A nation-wide evaluation of older people's use of primary health care and its effectiveness in people living in aged care is being done.
The Registry of Senior Australians, started in 2017, includes health care and aged care data from around Australia. When combined, the data gives a picture of Australia's ageing pathways.
Professor Maria Inacio is the registry's director at the South Australian Health and Medical Research Institute. She is leading the evaluation of older people's use of primary health care and the effectiveness of this care in aged care settings, through using these combined data sets.
Professor Inacio said 93 per cent of people in aged care sites visit a GP about 25 times a year, but the results of these visits or if they meet older people's needs are unknown.
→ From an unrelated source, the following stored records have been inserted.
PR #1400, opened 2021-08-20
Remove unnecessary checks for github actions

davidvonthenen:

We shouldn't run certain long-running actions on certain GitHub actions depending on what is submitted. This helps with minimizing the number of GH API calls we make on these tokens! What has changed:
- We should only build staging binaries when a `go`, `sh`, or `GitHub action` file is modified
- We should perform a full `tarball` build on a PR request only when a `go`, `sh`, or `GitHub action` file is modified
- We should always build the entire `tarball` when merging to main

```release-note
NONE
```

NA

NA

No

### DIFF
--- a/.github/workflows/build-staging.yaml
+++ b/.github/workflows/build-staging.yaml
@@ -4,6 +4,10 @@ on:
   push:
     branches:
       - main
+    paths:
+      - "**.go"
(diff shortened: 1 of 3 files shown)


stmcginnis (approved):
Good call - looks good to me.

PR #1462, opened 2021-08-25
fix default adc will be written back by add-on manager issue

XudongLiuHarold:

Currently, we deploy default AKODeploymentConfig using add-on manager, which makes it uneditable.

To allow users to enable L7 or modify other AKO configurations in the management cluster or default select-all AKODeploymentConfig, we need to add rebase rule for kapp-controller

```release-note
NONE
```

Fixes: #


chenlin07 (approved):
lgtm

Issue #1403, opened 2021-08-23
Speedup builds in E2E tests


karuppiah7890:
## Feature Request

Currently we run `make release` and it builds all CLI plugins for all platforms, windows, linux, darwin. This takes a lot of time. Given that we do the E2E test only on GitHub Actions runner on Ubuntu runners, we just need Linux artifacts. Also, we may not need to build all CLI plugins, probably just `standalone-cluster` CLI plugin for TCE standalone cluster E2E tests, not conformance plugin, not any core / Tanzu Framework CLI plugins, unless it's absolutely necessary for standalone cluster CLI plugin to work. For management + workload cluster E2E tests, we do need `management-cluster` CLI plugin and `cluster` CLI plugin

Also, for testing `make release` itself for various platforms, we can have a separate test, where do we `make release` and try installation in different platforms and run some commands like `version`. Or better, we can later do complete E2E test for each platform on specific runners, if necessary. That's something to discuss.

For now, `make release` runs for a long time and it's too much, and we can do better and improve the speed of the E2E test. Also, this will reduce the cost for us - in terms of any GitHub Actions runner cost, as time reduces, and also time itself is a cost, less means less cost, our E2E tests are faster then :)

## Describe alternatives you've considered

Let the E2E test pipeline build for all platforms like how it's currently happening

## Additional context

Related issues - #1255 , #1140 

Related PR - #1158

PR #1472, opened 2021-08-26
Used GitHub Action Self-Hosted Runners

davidvonthenen:

This implements using self-hosted runners which are at least 2-3x faster than the "free" or provided runners by github. Runners are completely on-demand. They are dynamically created and regardless of whether the job (ie PR fails), clean up is always executed in order to prevent ec2 instance nodes to be orphaned and thus driving up costs.

The second feature in the this PR is that we also do a create/delete a standalone-cluster and verify that the operation has succeeded. This is actually a working functional e2e test!

This replaces the existing "PR check" which only did a `make release` and also replaces "verifications on main" which effectively did a `make check` and a `make release` with main after PRs were merged.

```release-note
Implements self-hosted GitHub runners in AWS and implements standalone cluster e2e that creates and then deletes a cluster.
```

https://github.com/vmware-tanzu/community-edition/issues/1403

This PR is the test!

NA


joshrosso (changes requested):
@dvonthenen can you re-work that commit message?

stmcginnis (approved):
All looks good to me, though might be good to get another set of eyes since there are a lot of things going on here. Or merge and we can just follow up if there are issues.

joshrosso (approved):

PR #1525, opened 2021-09-01
Housekeeping - Make Actions Names/Filenames Consistent

davidvonthenen:

This just renames the github actions (and a couple of their filenames) so that they are more consistent and it's easier to tell at a glance what these actions do.

The `update-packages.yaml` is a very very old gh action that is no longer being used.

```release-note
NONE
```

NA

NA

NA


stmcginnis (approved):
Nice!

PR #1562, opened 2021-09-03
Enhance long running github actions

davidvonthenen:

This PR updates all GitHub action that takes some time to run to use the new runner method.

Some significant changes:
- The AMI was also updated to allow starting/stopping the instance I'm using to build the AMI without triggering an attempt to register to GitHub.
- A runner timeout is at 5mins. If we can't setup the AWS runner in 5 minutes, we error out. The job (and only that job) can always be restarted should there be a networking or etc issue.

Other small changes:
- spacing and line endings to support formatting
- text changes for jobs in actions to be user friendly
- Remove doing a "check-main" when tagging for a release
- update certain actions to trigger only when the action itself is updated vs any action is updated

```release-note
Enhance long running github actions by enabling jobs to complete faster
```

NA

NA

NA

### DIFF
--- a/.github/workflows/build-staging.yaml
+++ b/.github/workflows/build-staging.yaml
@@ -8,30 +8,56 @@ on:
       - "**.go"
       - "cli/cmd/plugin/**/go.mod"
       - "**.sh"
-      - ".github/**"
+      - ".github/workflows/build-staging.yaml"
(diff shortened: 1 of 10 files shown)


stmcginnis (approved):
Jobs are all happy, and this looks good to me.

PR #1563, opened 2021-09-03
Refactors makefile to use more explicit build and install targets

### LINKED ISSUE #1558: `make build-all` doesn't install the TCE plugins
## Bug Report

After freshly cloning the `community-edition` repo, I want to build and install everything to my system. In the past `make build-all` would do that but now, after running that make target and attempting to run `standalone-cluster`:

```
$ tanzu standalone-cluster -h
Error: unknown command "standalone-cluster" for "tanzu"
Run 'tanzu --help' for usage.

✖  unknown command "standalone-cluster" for "tanzu"
```

I see that standalone is getting built but I noticed in the Makefile that `build-all` calls `build-cli-plugins` but there is no install step.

To answer that question, Professor Inacio is examining the relationship of primary health care services with:
"I want to be able to find the services or best combination of services that an older person can get to do the best they can. So, it's better for them, better for the system and less expensive," she said.
So far, Professor Inacio has found there are three health care 'pathways' for older people in aged care sites, which have different mortality results.
She found people who had preventive or multidisciplinary health care had the lowest mortality. This may have been through health assessments, chronic disease management plans or multidisciplinary care plans, medication reviews and accessing allied health services.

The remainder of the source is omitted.